Домоправители, приказчики оставленных в Москве господских домов, из нее бежавшие, жили, однако же, не очень вдалеке от нее. Другие, из усердия, чтобы спасти господское добро; не покидали ее и претерпевали все мучения и нужды, коим подвергнута была горсть оставшихся в ней жителей: некоторым из них удавалось разжалобить полковников и офицеров и под их защитою сберегать имущество, их хранению вверенное. Первые кинулись в Москву, коль скоро узнали только, что она очищена от неприятеля, те и другие, приведя в известность сколько чего погибло и что сохранилось, поспешили с нарочно-посланными отправить донесения свои к владельцам в места их пребывания. Один из сих посланных первый прискакал в Пензу к Кологривову, рано поутру, 22-го числа, в день Казанской Божией Матери.

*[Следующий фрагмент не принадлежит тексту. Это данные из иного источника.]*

Issue #2471, opened 2026-07-14
User experience for initial martyriae


basil:
I've created about 400 documents with initial martyria objects, which I'd like to eventually convert to rich text boxes using English descriptions. However, the prospect of doing this manually is daunting, and I doubt AI would be of much direct assistance here (this kind of migration is too far outside the training dataset). It would be nice if a feature were available to convert an existing initial martyria object into the equivalent rich text box. The rich text box could then be edited as appropriate.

Можно себе представить чувство радости и печали вместе при получении сопровождаемого подробностями привезенного им известия.
Небо явно споспешествовало нам: стихии сделались нашими союзниками, от проливного дождя, спасшего древний Кремль, до жестокого мороза, близ Смоленска истребившего большую, лучшую часть неприятельской армии, едва прошло три недели.
Все оживилось, все радостно зашумело у нас. В злобе, еще не совсем угасшей, никто из нас не подумал пожалеть о тысячах несчастных жертв, насильно против нас привлеченных, во всех них видели мы еще лютых зверей, в погоне за коими ни единого Кутузов не должен был пощадить.
Никто у нас не умел или, лучше сказать, не смел отважно и основательно писать о политических делах. Газеты, издаваемые от правительства или от правительственных мест, рассказывали о происшествиях, не позволяя себе никаких суждений: не только о друге Наполеоне, даже о злодее Бонапарте говорили с некоторою почтительностию и робостию. Самые так называемые литературные журналы наши почти не выходили из пределов словесности, а когда изредка случалось им коснуться до происходящего в Европе, тотчас окрашивались они каким-то официальным колоритом. В 1812 году два человека спаслись к нам от гонений мучителя Германии: знаменитый государственный муж барон Штейн и столь же известный профессор и писатель Арндт. Оба были политические вольнодумцы и прибегнули под крыло либерального деспота. Надобно полагать, что первый из них склонил Александра употребить магическое слово вольность; дабы все европейские народы воззвать к оружию против насильственной французской власти. Предложение не могло быть отвергнуто: оно тешило любимую мысль царя нашего, забаву ума его. Совет был недурен, и средство казалось верным, жаль только, что не подумано было о последствиях в случае победы, которая все еще казалась не совсем вероятною: возбуждать легко, унимать трудно. Как бы то ни было, ученые и восторженные немцы нашли, что наступило уже время откровенно говорить с просвещенною частию жителей и, чтобы взволновать до дна океан народов, населяющих Россию, необходимо приступить немедленно к изданию политического журнала. Дело уже и без того было сделано, и Шишковым дурно написанного манифеста в Полоцке было на то достаточно. Но где вдруг найдешь материалы? Портфели Арндта наполнены были неизданными проклятиями на Наполеона, а между немцами как не найти трудолюбивого переводчика? Немец Греч избран был издателем, и еженедельно стал появляться "Сын отечества". Кажется, это было около половины ноября; ибо в начале декабря уже читал я с жадностию жиденькие книжки его, исполненные выразительных, даже бешеных статей. Были люди, которые находили, что это после ужина горчица, только не те, которые пылали бескорыстною любовию к отечеству, дорожили его честию и надеялись видеть совершенное торжество его. Для справедливого негодования их журнал сей был пищей.